Collected data entries:

• • • • • • •

Issue #8711, opened 2022-05-23
lotus-shed: hello protocol dump


travisperson:
### Checklist

- [X] This is **not** a new feature or an enhancement to the Filecoin protocol. If it is,  please open an [FIP issue](https://github.com/filecoin-project/FIPs/blob/master/FIPS/fip-0001.md).
- [X] This is **not** brainstorming ideas. If you have an idea you'd like to discuss, please open a new discussion on [the lotus forum](https://github.com/filecoin-project/lotus/discussions/categories/ideas) and select the category as `Ideas`.
- [X] I **have** a specific, actionable, and well motivated feature request to propose.

### Lotus component

- [ ] lotus daemon - chain sync
- [ ] lotus miner - mining and block production
- [ ] lotus miner/worker - sealing
- [ ] lotus miner - proving(WindowPoSt)
- [ ] lotus miner/market - storage deal
- [ ] lotus miner/market - retrieval deal
- [ ] lotus miner/market - data transfer
- [ ] lotus client
- [ ] lotus JSON-RPC API
- [ ] lotus message management (mpool)
- [X] Other

### What is the motivation behind this feature request? Is your feature request related to a problem? Please describe.

I would like to be able to query remote peers for their hello protocol data.

https://github.com/filecoin-project/lotus/blob/518dc962ee52a31bce3eecb4f525d4ed91e029e5/node/hello/hello.go#L33-L38
https://github.com/filecoin-project/lotus/blob/v1.15.2/node/hello/hello.go#L33-L38

This will make it easier to probe remote peers and inspect their heaviest tipset, and find what genesis block they are using.

### Describe the solution you'd like

Add a command to `lotus-shed` accepts a multiaddr as an argument and a path to a genesis car file. The command should run the hello protocol against the remote peer, using the genesis data for itself, and then dumps the `HelloMessage` from the peer to stdout as formatted json (such that the output of the command can be used with `jq`.

To the remote peer this should look identical to a new node joining the network with no chain data synced.

This will require setting up a libp2p node, a random PeerID should be fine. Nothing should be written to disk.

rjan90:
Hey! I´m closing this issue now since the desired feature has been implemented and merged 😄 Thanks @swift-mx for making this!

PR #8787, opened 2022-06-02
feat: lotus-shed get remote peer hello message

swift-mx:
## Related Issues
https://github.com/filecoin-project/lotus/issues/8711

## Additional Info

image

## Checklist

- [x] CI is green

### DIFF
--- a/cmd/lotus-shed/hello.go
+++ b/cmd/lotus-shed/hello.go
@@ -31,11 +31,11 @@ var helloCmd = &cli.Command{
 		if err != nil {
 			return err
 		}
+		h.SetStreamHandler(hello.ProtocolID, HandleStream)
 		err = h.Connect(ctx, pis[0])
 		if err != nil {
 			return err
 		}
-		h.SetStreamHandler(hello.ProtocolID, HandleStream)
 		ctx, done := context.WithTimeout(ctx, 5*time.Second)
 		defer done()
 		select {
--- a/cmd/lotus-shed/hello.go
+++ b/cmd/lotus-shed/hello.go
@@ -4,6 +4,9 @@ import (
 	"context"
 	"encoding/json"
 	"fmt"
+	"os"
+	"time"
+
 	"github.com/filecoin-project/go-address"
 	cborutil "github.com/filecoin-project/go-cbor-util"
 	"github.com/filecoin-project/lotus/blockstore"
@@ -22,8 +25,6 @@ import (
 	"github.com/multiformats/go-multiaddr"
 	"github.com/urfave/cli/v2"
 	"golang.org/x/xerrors"
-	"os"
-	"time"
 )
 
 var helloCmd = &cli.Command{
@@ -63,7 +64,9 @@ var helloCmd = &cli.Command{
 			return err
 		}
 		h, err := libp2p.New(libp2p.Identity(priv))
-
+		if err != nil {
+			return err
+		}
 		err = h.Connect(ctx, pis[0])
 		if err != nil {
 			return err
--- a/cmd/lotus-shed/hello.go
+++ b/cmd/lotus-shed/hello.go
@@ -4,22 +4,14 @@ import (
 	"context"
 	"encoding/json"
 	"fmt"
-	"os"
 	"time"
 
 	cborutil "github.com/filecoin-project/go-cbor-util"
-	"github.com/filecoin-project/lotus/blockstore"
-	"github.com/filecoin-project/lotus/chain/consensus/filcns"
-	"github.com/filecoin-project/lotus/chain/store"
 	lcli "github.com/filecoin-project/lotus/cli"
 	"github.com/filecoin-project/lotus/node/hello"
-	"github.com/ipfs/go-datastore"
 	"github.com/libp2p/go-libp2p"
-	"github.com/libp2p/go-libp2p-core/host"
 	inet "github.com/libp2p/go-libp2p-core/network"
-	"github.com/libp2p/go-libp2p-core/peer"
 	"github.com/urfave/cli/v2"
-	"golang.org/x/xerrors"
 )
 
 var resultCh chan bool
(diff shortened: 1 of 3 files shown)


cmd/lotus-shed/hello.go
```diff
@@ -0,0 +1,164 @@
...
+		}
+		pis, err := addrInfoFromArg(ctx, cctx)
+		if err != nil {
+			return err
+		}
+		priv, _, err := crypto.GenerateKeyPair(crypto.RSA, 2048)
+		if err != nil {
+			return err
+		}
+		h, err := libp2p.New(libp2p.Identity(priv))
```
magik6k, line 66: Shouldn't the default work?
```suggestion
		h, err := libp2p.New()
```

cmd/lotus-shed/hello.go
```diff
@@ -0,0 +1,164 @@
...
+		err = SayHello(ctx, pis[0].ID, h, hmsg)
+		if err != nil {
+			return err
+		}
+		time.Sleep(time.Second * 5)
+		return nil
+	},
+}
+
+func addrInfoFromArg(ctx context.Context, cctx *cli.Context) ([]peer.AddrInfo, error) {
```
magik6k, line 95: We should just make this function public in the CLI package and call it instead of duplicating code - https://github.com/filecoin-project/lotus/blob/master/cli/net.go#L293

cmd/lotus-shed/hello.go
```diff
@@ -0,0 +1,164 @@
...
+		hmsg := &hello.HelloMessage{
+			HeaviestTipSet:       ts.Cids(),
+			HeaviestTipSetHeight: ts.Height(),
+			HeaviestTipSetWeight: weight,
+			GenesisHash:          gen.Cid(),
+		}
+		err = SayHello(ctx, pis[0].ID, h, hmsg)
+		if err != nil {
+			return err
+		}
```
magik6k, line 89: We shouldn't be sending the hello message to the peer we're testing; Sending that message means that we say that we are a filecoin node; It shouldn't break anything, but it's nicer if we don't do that.

The peer will say hello after getting list of our protocols, so this tool just needs to connect and wait.

https://github.com/filecoin-project/lotus/blob/5416ce54431fff8333b6ef80e86ac1194ef23577/node/modules/services.go#L71

cmd/lotus-shed/hello.go
```diff
@@ -0,0 +1,164 @@
...
+		time.Sleep(time.Second * 5)
```
magik6k, line 90: Ideally we'd pass a channel into handleStream, than wait on it here in a select with some context+timeout. This way the command will exit sooner if we get the response early.

Also would be nice to have a flag for this delay, going across some networks may be slower than 5s (but 5s is a good default)

cmd/lotus-shed/hello.go
magik6k: Without that we'll also be able to drop all the genesis loading above

magik6k (commented):
Thanks for the PR!

A few suggestions.

cmd/lotus-shed/hello.go
swift-mx: > We should just make this function public in the CLI package and call it instead of duplicating code - https://github.com/filecoin-project/lotus/blob/master/cli/net.go#L293

I did this at first, but I was worried that I should not modify lotus. I will submitted it soon

cmd/lotus-shed/hello.go
swift-mx: > Shouldn't the default work?

I agree , but the default is the same

cmd/lotus-shed/hello.go
magik6k: You can combine the channel with a timeout context, something like:

```
ctx, done := context.WithTimeout(5 * time.Second)
defer done()

select {
case result := <-resultCh:
 [print result]
case <-ctx.Done():
 [print timeout error]
}

```

cmd/lotus-shed/hello.go
swift-mx: > Without that we'll also be able to drop all the genesis loading above

May be it can get result faster?

cmd/lotus-shed/hello.go
swift-mx: > You can combine the channel with a timeout context, something like:
> 
> ```
> ctx, done := context.WithTimeout(5 * time.Second)
> defer done()
> 
> select {
> case result := <-resultCh:
>  [print result]
> case <-ctx.Done():
>  [print timeout error]
> }
> ```

OK

cmd/lotus-shed/hello.go
magik6k: It shouldn't have any impact, unless maybe libp2p is doing some fancy lazy stream negotiation under the hood.

If it is faster to send something, we should be sending a libp2p ping (like here https://github.com/filecoin-project/lotus/blob/master/node/impl/net/net.go#L184), instead of the hello message.

cmd/lotus-shed/hello.go
```diff
@@ -0,0 +1,120 @@
...
+			HeaviestTipSet:       ts.Cids(),
+			HeaviestTipSetHeight: ts.Height(),
+			HeaviestTipSetWeight: weight,
+			GenesisHash:          gen.Cid(),
+		}
+		err = SayHello(ctx, pis[0].ID, h, hmsg)
+		if err != nil {
+			return err
+		}
+		ctx, done := context.WithTimeout(context.Background(), 5*time.Second)
```
magik6k, line 84: Why not use the cli context as base here?
```suggestion
		ctx, done := context.WithTimeout(ctx, 5*time.Second)
```

cmd/lotus-shed/hello.go
swift-mx: > It shouldn't have any impact, unless maybe libp2p is doing some fancy lazy stream negotiation under the hood.
> 
> If it is faster to send something, we should be sending a libp2p ping (like here https://github.com/filecoin-project/lotus/blob/master/node/impl/net/net.go#L184), instead of the hello message.

It may be have enought time to get result ,I agree with your suggestion

swift-mx:
@magik6k  All suggestions fix , please review again , thks

swift-mx:
new command is : lotus-shed hello [multiaddr]
image

cmd/lotus-shed/hello.go
```diff
@@ -0,0 +1,63 @@
...
+		}
+		h, err := libp2p.New()
+		if err != nil {
+			return err
+		}
+		err = h.Connect(ctx, pis[0])
+		if err != nil {
+			return err
+		}
+		h.SetStreamHandler(hello.ProtocolID, HandleStream)
```
magik6k, line 38: We should set the stream handler before connecting, if we don't do that, there's a small race that can occur:
* We connect to the peer
* They get list of our protocols, and don't see hello, so they don't send it
* We register the hello protocol, and wait for it
* It never comes because the peer thinks we don't support hello

magik6k (commented):
One last thing, other than that it looks good.

cmd/lotus-shed/hello.go
swift-mx: You are right , sorry for my carelessness

magik6k (approved):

• • • • • • •

# TASK BRIEF
Please give an exact copy of the entries above, from the line with "I agree , but the default is the same" down to the line with "magik6k: It shouldn't", inclusive, and nothing else.

# ANSWER BELOW
I agree , but the default is the same

cmd/lotus-shed/hello.go
magik6k: You can combine the channel with a timeout context, something like:

```
ctx, done := context.WithTimeout(5 * time.Second)
defer done()

select {
case result := <-resultCh:
 [print result]
case <-ctx.Done():
 [print timeout error]
}

```

cmd/lotus-shed/hello.go
swift-mx: > Without that we'll also be able to drop all the genesis loading above

May be it can get result faster?

cmd/lotus-shed/hello.go
swift-mx: > You can combine the channel with a timeout context, something like:
> 
> ```
> ctx, done := context.WithTimeout(5 * time.Second)
> defer done()
> 
> select {
> case result := <-resultCh:
>  [print result]
> case <-ctx.Done():
>  [print timeout error]
> }
> ```

OK

cmd/lotus-shed/hello.go
magik6k: It shouldn't have any impact, unless maybe libp2p is doing some fancy lazy stream negotiation under the hood.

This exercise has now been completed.